The C. elegans OCTR-1 and Human Alpha-2A Adrenergic Receptors are Methylated within the Third Intracellular Loop by Human PRMT5 in vitro

Alexander Bowitch 1, Tyler M Chinsky 1, Michael C Yu 1, Denise M Ferkey 1,§
Reviewed by: Michael Ailion
PMCID: PMC9007614  PMID: 35622502

Abstract

Arginines within the third intracellular loop of the C. elegans OCTR-1 and human ADRA2A receptors are methylated by the human protein arginine methyltransferase PRMT5 in vitro . Methylation of these residues could serve to modulate receptor signaling in vivo .

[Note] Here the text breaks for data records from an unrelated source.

Issue #403, opened 2020-12-22
zrepl replicates every snapshot including those created outside zrepl


calistoc:
Hello,
just to ask some help please as I was searching the documentation but I’m confused and not sure whether I’m missing something.

For what I see zrepl replicates all the snapshots in a filesystem including those snaps created outside zrepl, for example I have some snaps created to perform a daily backup that I would like not to be considered by zrepl but they get replicated once I wakeup the jobs.
This happens for push jobs with periodic snapshotting and also with jobs with manual snapshotting where I need to wakeup the jobs via crontab and where I cannot specify a prefix in the snapshotting configuration:

snapshotting:
    type: manual
    prefix: zrepl_ (it gives this error:  field prefix not found in type config.SnapshottingManual)

It seems to me that the snapshotting prefix for push jobs with periodic snapshotting is only used for pruning but it is not used to select the snapshots to be replicated, is this correct?
Is there a way to have zrepl replicating only its own snapshots or better only those specified by a prefix?

Thank you

problame:
Hi, thanks for describing your use case.

> It seems to me that the snapshotting prefix for push jobs with periodic snapshotting is only used for pruning but it is not used to select the snapshots to be replicated, is this correct?

Actually, it's even less than that. The prefix you specify in the `snapshotting` section is really only used to define the snapshot name, nothing more, nothing less.

>  Is there a way to have zrepl replicating only its own snapshots or better only those specified by a prefix?

No, currently there isn't a way to tell zrepl to do that.

- #248 requests prefix-based filtering of snapshots for replication. It seems that if we implemented prefix-based filtering, your problem would be solved. Wouldn't it?
- It seems like you assumed zrepl would somehow 'own' the snapshots it created and either only act on the snapshots it created or treat them specially during replication or pruning. That is currently not the case - replication and pruning do not know whether a snapshot was created by zrepl or something else. But it's a very widespread belief, and zrepl should probably develop into a direction where snapshot management and replication are more tightly integrated.

If you feel like #248 would be the idea solution, please subscribe there and post a proposal for the configuration syntax in your scenario.

calistoc:
Thanks for your feedbacks

Yes I think the [#248](https://github.com/zrepl/zrepl/issues/248) request would solve my problem.
About the proposal for the configuration syntax, I would add the following optional parameter in the configuration job, either push, pull or source, something like this:

- type: push
  name: to_server2
  replication_snapshots_prefix: zrepl_
…

[...]

PR #459, opened 2021-04-07
job snapshots prefix for replication filtering

calistoc:
This PR will allow job snapshots prefix for replication filtering.

Added optional parameter replication_snapshots_prefix that will tell zrepl to replicate only snapshots with the prefix provided, it is configurable only for push and source jobs and will be filtering the snapshots from the sender side. If not used zrepl will keep working as it used to replicating every snapshot created in the filesystem.

zrepl.yml syntax example:

-  type: push
   replication_snapshots_prefix: “zrepl_”
   …

Should address https://github.com/zrepl/zrepl/issues/403

Please give it a try and see if it helps

### DIFF
--- a/config/config.go
+++ b/config/config.go
@@ -123,14 +123,16 @@ type PropertyRecvOptions struct {
 }
 
 type PushJob struct {
-	ActiveJob    `yaml:",inline"`
-	Snapshotting SnapshottingEnum  `yaml:"snapshotting"`
-	Filesystems  FilesystemsFilter `yaml:"filesystems"`
-	Send         *SendOptions      `yaml:"send,fromdefaults,optional"`
+	ActiveJob     `yaml:",inline"`
+	Snapshotting  SnapshottingEnum  `yaml:"snapshotting"`
+	Filesystems   FilesystemsFilter `yaml:"filesystems"`
+	Send          *SendOptions      `yaml:"send,fromdefaults,optional"`
+	JobSnapPrefix string            `yaml:"replication_snapshots_prefix,optional"`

Figure 1. Human PRMT5 methylates the third intracellular loop of the C. elegans OCTR-1 receptor and the human alpha-2A adrenergic receptor (ADRA2A) in vitro .


Figure 1.

Human PRMT5 methylates the third intracellular loop of the
C. elegans 
OCTR-1 receptor and the human alpha-2A adrenergic receptor (ADRA2A)
in vitro
.

(A) Alignment showing conservation of the predicted arginine methylation motifs in the C. elegans OCTR-1 and human ADRA2A receptors. The entire third intracellular loop (3 rd ICL) of OCTR-1 is predicted to have ~121 amino acids, representing residues 203-323 [SWISS-MODEL, based on (Qu et al. 2020)]; only residues 295-322 of the 3 rd ICL are shown and aligned with the corresponding residues of the 3 rd ICL of ADRA2A. Arginines within the predicted methylation motifs (RXR) are shown in red. (B and C) Representative blots for the in vitro methylation assays. A wild-type (WT) and mutant (RA) recombinant fragment of the 3 rd ICL of OCTR-1 (residues 295-322) and ADRA2A (residues 362-387), flanked both amino- and carboxy-terminally with an S-tag to increase solubility, and fused to glutathione S-transferase (GST) were used in an in vitro methylation assay with active recombinant human PRMT5. There are no arginines within the S-tag. A fragment of the human D2 dopamine receptor was used as the positive control for methylation (Likhite et al. 2015) and GST alone served as the negative control. Top: Autoradiographs show that WT OCTR-1 and ADRA2A are methylated by PRMT5. Fragments with the conserved arginines (shown in red, Figure 1A) changed to alanines were not efficiently methylated. Ponceau S staining of the polyvinylidene difluoride (PVDF) membranes was performed to demonstrate equivalent loading of the WT and RA receptor fragments. Bottom: Quantification of the degree of methylation of the receptor fragments based on densitometric analysis of the autoradiographs. Loss of the methylation motif resulted in a 67% decrease in OCTR-1 methylation and a 90% decrease in ADRA2A methylation. Data are means, +/- the standard error of the mean (SEM) from three independent experiments. *** = p < 0.001

Description

One way that G protein-coupled signal transduction is regulated intracellularly is through post-translational modification of the receptors (G protein-coupled receptors; GPCRs). While phosphorylation remains the best studied of these modifications (Komolov and Benovic 2018), a proteomics analysis previously identified several GPCRs as substrates of an anti-methylarginine antibody (Boisvert et al. 2003). We subsequently reported the first evidence that GPCRs can be functionally regulated by protein arginine methylation: D2-like dopamine receptors (human D2 and C. elegans DOP-3 receptors) (Likhite et al. 2015) and the C. elegans SER-2 tyramine receptor (Bowitch et al. 2018). In each case, conserved arginines within the third intracellular loop (3 rd ICL) were methylated by PRMT5 in vitro , and experiments examining signaling in cell culture (D2) and behavior in C. elegans (DOP-3 and SER-2) suggested that arginine methylation serves to promote receptor signaling (Likhite et al. 2015; Bowitch et al. 2018). However, the mechanism by which it does so is not yet known. In the case of D2, methylation may alter interaction with regulatory proteins that bind to the region of the 3 rd ICL that contains the methylated arginines (Bowitch et al. 2021).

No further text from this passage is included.